# Exit signs after fifty years



## cda (Oct 10, 2017)

NFPA 101 now states a max height::


NFPA 101-2018, 7.10.1.9:


_7.10.1.9 Mounting Location. The bottom of new egress markings_
_shall be located at a vertical distance of not more than 6 ft_
_8 in. (2030 mm) above the top edge of the egress opening_
_intended for designation by that marking. Egress markings_
_shall be located at a horizontal distance of not more than the_
_required width of the egress opening, as measured from the_
_edge of the egress opening intended for designation by that_
_marking to the nearest edge of the marking.

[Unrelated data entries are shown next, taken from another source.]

PR #384, opened 2026-07-13
feat(timeline): pan time window with two-finger horizontal scroll

felipeblazing:
## Summary

Adds two-finger horizontal trackpad scrolling to pan the time window across the timeline view. When the pointer is over a timeline, a horizontal swipe slides the visible window left/right through time.

## How it works

A capture-phase, non-passive `wheel` listener on the Timeline chart:
- Detects a predominantly horizontal swipe (`|deltaX| > |deltaY|`), ignoring vertical scroll and shift+scroll zoom.
- Calls `preventDefault()` to suppress browser horizontal page scroll.
- Converts the pixel delta into a percentage of the current visible span and dispatches an ECharts `dataZoom` action, clamped to `[0, 100]`.

The action propagates through the existing ECharts connect group → `TimelineController` fires `onZoomChange` → `zoomRangeAtom` updates, so all stacked timelines, the controller bar, and the ruler stay in sync. Data re-fetches use the existing 150ms zoom debounce.

## Behavior preserved
- Vertical two-finger scroll → normal page scroll (unchanged).
- Shift + scroll → zoom (unchanged).

## Testing
Verified locally against the simulator backend with the Vite dev server: zoom in, then two-finger horizontal swipe pans the window; all charts and the ruler track together.

### DIFF
--- a/ui/packages/@quent/components/src/timeline/Timeline.tsx
+++ b/ui/packages/@quent/components/src/timeline/Timeline.tsx
@@ -370,6 +370,45 @@ export function Timeline({
       }
     });
 
+    // Two-finger horizontal trackpad scroll → pan the time window.
+    // Must be a capture-phase, non-passive listener so it fires before ECharts'
+    // child canvas sees the event, and so preventDefault() is permitted.
+    dom.addEventListener(
+      'wheel',
+      e => {
+        if (e.deltaX === 0 || Math.abs(e.deltaX) <= Math.abs(e.deltaY)) return;
+        if (instance.isDisposed?.()) return;
+
+        e.preventDefault();
+
+        const opt = instance.getOption() as {
+          dataZoom?: Array<{ start?: number; end?: number }>;
+        };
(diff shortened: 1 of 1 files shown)


ui/packages/@quent/components/src/timeline/Timeline.tsx
```diff
@@ -370,6 +370,49 @@ export function Timeline({
       }
     });
 
+    // Two-finger horizontal trackpad scroll → pan the time window.
```
cmatzenbach, line 373: One thing we're trying to do when reviewing is clean up AI comments, as they're often overly verbose to the point of being confusing. I'd say either just keep this one line, or shorten the other two to "Utilizes `preventDefault()` so that listener fires before ECharts' child canvas sees the event"

felipeblazing: done

cmatzenbach (approved):
Looks great, fix worked perfectly

PR #385, opened 2026-07-14
feat(nvtx): Phase 1 — NVTX capture foundation (events, injection cdylib, bridge + e2e)

9prady9:
## Phase 1 — NVTX Capture Foundation

Adds a Linux/macOS-64 NVTX ingestion path so Quent can capture NVTX events emitted by
GPU-accelerated libraries (libcudf, cuCascade, …) and flow them into the standard event
pipeline — driven by a deterministic, GPU-less in-repo test app.

Draft: opening early for design/API review. Follow-ups (see *Deferred* below) are intentional
scope, not omissions.

### Review groups (3 crate seams — one commit each)

1. **`quent-nvtx-events`** — verbatim, Quent-agnostic NVTX vocabulary. `NvtxEvent` covering the
   core surface (push/pop + start/end ranges, marks, domain lifecycle, registered strings,
   category/thread naming, resource create/destroy); the CORE `nvtxEventAttributes` payload union
   captured **undecoded**. No Quent-internal deps (kept separable for potential NVTX upstreaming).
2. **`quent-nvtx-injection`** — the cdylib NVTX loads via `NVTX_INJECTION64_PATH`. Exports
   `InitializeInjectionNvtx2`, one-shot CORE/CORE2 callback-table fill, verbatim conversion.
   `catch_unwind` at every C-ABI boundary; caller strings copied in-callback; size-bounded
   attribute reads. Bindings are **committed + hermetic** (default/offline builds compile no C and
   fetch no NVTX headers); regeneration is feature-gated with NVTX pinned to a git rev and
   allow-listed in `deny.toml`.
3. **`quent-nvtx`** — the bridge + self-configuring capture cdylib. A bounded lock-free
   `ArrayQueue` ring with drop-and-count (the app thread never blocks) drained off-thread into an
   `EventSender`; each event carries a capture timestamp. An ELF `.init_array` constructor installs
   an ndjson sink at `dlopen` (off the loader lock); `.fini_array` flushes at exit with a bounded
   watchdog join so a stuck flush can't wedge process exit. Includes a **Quent-free deterministic
   NVTX test app** and a **GPU-less subprocess e2e harness**.

### How capture attaches

`NVTX_INJECTION64_PATH=…/libquent_nvtx.so` + `QUENT_NVTX_OUTPUT_DIR=<dir>` → NVTX `dlopen`s the
cdylib → `.init_array` installs the sink → push/pop/etc. callbacks land timestamped `NvtxEvent`s in
a real `.ndjson` file. The instrumented app needs **no code changes** and links nothing from Quent.
(The self-configuring cdylib is required because `dlopen` is `RTLD_LOCAL`: a hook installed in an
app-linked copy is a different, unreachable static from the one NVTX's callbacks read.)

### Testing (no GPU required)

```
# the e2e test needs the capture cdylib built first
pixi run cargo build -p quent-nvtx --features e2e
pixi run cargo test  -p quent-nvtx --features e2e
pixi run cargo test  -p quent-nvtx-injection -p quent-nvtx-events
```

The e2e subprocess test asserts every captured kind, the payload union round-tripping verbatim,
per-event timestamps, and cross-thread `RangeStart`/`RangeEnd` pairing. Default/offline builds stay
hermetic (no `libclang`, no NVTX fetch).

### Deferred (intentional scope)

- **Classic default-domain + wide-char (`*W`) NVTX APIs** are diagnosed-but-not-captured (a one-time
  runtime warning + doc note). v1 target libraries are domain-scoped; target is Linux-only.
- **True byte-verbatim strings** — non-UTF-8 NVTX strings are currently captured lossily with a
  one-time diagnostic; a `Vec<u8>` vocabulary change is deferred.
- Payload **extension** (schemas/enums/binary `nvtxPayloadData_t`) is deferred to a later phase
  (libcudf emits none today).

### Constraints

Linux/macOS 64-bit only (`compile_error!` elsewhere) — NVTX injection relies on
weak-symbol override / `NVTX_INJECTION64_PATH`.


9prady9:
Right now, all three commits are reviewable on their own. However, given the size of this PR, I am wondering if this should be split up.

integrations/nvtx/injection/Cargo.toml
```diff
@@ -0,0 +1,35 @@
+# SPDX-FileCopyrightText: Copyright (c) 2026 NVIDIA CORPORATION & AFFILIATES. All rights reserved.
+# SPDX-License-Identifier: Apache-2.0
+
+[package]
+name = "quent-nvtx-injection"
```
mbrobbel, line 5: I suggest we upstream a feature to nvtx-sys that adds the required items (behind a `tools` cfg feature) to the bindgen allowlist, instead of introducing this crate here.

integrations/nvtx/events/Cargo.toml
```diff
@@ -0,0 +1,12 @@
+[package]
+name = "quent-nvtx-events"
+version.workspace = true
+edition.workspace = true
+publish.workspace = true
+
+[dependencies]
+serde.workspace = true
+uuid = { workspace = true, features = ["serde"] }
```
mbrobbel, line 9: This is unused?

integrations/nvtx/events/Cargo.toml
```diff
@@ -0,0 +1,12 @@
+[package]
+name = "quent-nvtx-events"
```
mbrobbel, line 2: Same suggestion here; let's figure out how to upstream the generic `subscriber` parts to the `nvtx` crate.

integrations/nvtx/injection/build.rs
```diff
@@ -0,0 +1,113 @@
...
+        .header("wrapper.h")
+        .clang_arg(format!("-I{}", include_dir.display()))
+        .raw_line("// SPDX-FileCopyrightText: Copyright (c) 2026 NVIDIA CORPORATION & AFFILIATES. All rights reserved.")
+        .raw_line("// SPDX-License-Identifier: Apache-2.0")
+        .raw_line("//")
+        .raw_line("//! Committed bindgen output for the NVTX injection ABI (D-14).")
+        .raw_line("//!")
+        .raw_line("//! Generated by `build.rs` under the `regenerate-bindings` feature from the")
+        .raw_line("//! pinned NVIDIA/NVTX headers (`c/include/nvtx3/nvToolsExt.h`, rev v3.5.0 /")
+        .raw_line("//! 7d113f290f89eeeae9c957011c497101f3948d9e). Do NOT edit by hand; re-run")
```
mbrobbel, line 50: This won't update automatically?

mbrobbel (commented):
+1 for splitting this up

integrations/nvtx/events/Cargo.toml
9prady9: good catch, removing it.

integrations/nvtx/injection/Cargo.toml
9prady9: Agreed the bindgen allowlist items belong upstream in nvtx-sys behind a tools feature. Let's pursue that in parallel and switch quent over once it lands — keeping this crate separable will work in favor of that — rather than blocking this capability on the upstream round-trip.

integrations/nvtx/events/Cargo.toml
9prady9: agree, we can follow same approach as injection crate.

integrations/nvtx/injection/build.rs
9prady9: That is by design actually - the bindings are committed so default/CI builds stay hermetic (no libclang, no NVTX fetch). Regeneration is a manual `--features regenerate-bindings` step pinned to the NVTX `rev`, so a bump is a deliberate, reviewable commit rather than silent drift.

9prady9:
First PR https://github.com/rapidsai/quent/pull/386 extracted from this PR's changes. @mbrobbel @johanpel

integrations/nvtx/injection/Cargo.toml
mbrobbel: Let's fork nvtx + apply the patch and use that here until we land the changes upstream. This avoids introducing all this code here.

integrations/nvtx/injection/build.rs
mbrobbel: Yes, but the docs don't mention updating this bit.

9prady9:
Split into 3 PRs linked to this PR.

Now if someone would ban "fire exit"_


----------



## cda (Oct 10, 2017)

It may have been on 101 since 2003


----------



## steveray (Oct 11, 2017)

We don't really use 101 so I would have to see the adjacent sections, but, that is stupid....Now, by that, if you have a bank of doors you need a sign over every door...or at least centered for 2....Do they say anything about non door signs?


----------



## cda (Oct 11, 2017)

steveray said:


> We don't really use 101 so I would have to see the adjacent sections, but, that is stupid....Now, by that, if you have a bank of doors you need a sign over every door...or at least centered for 2....Do they say anything about non door signs?





Good question will have to look through 101


----------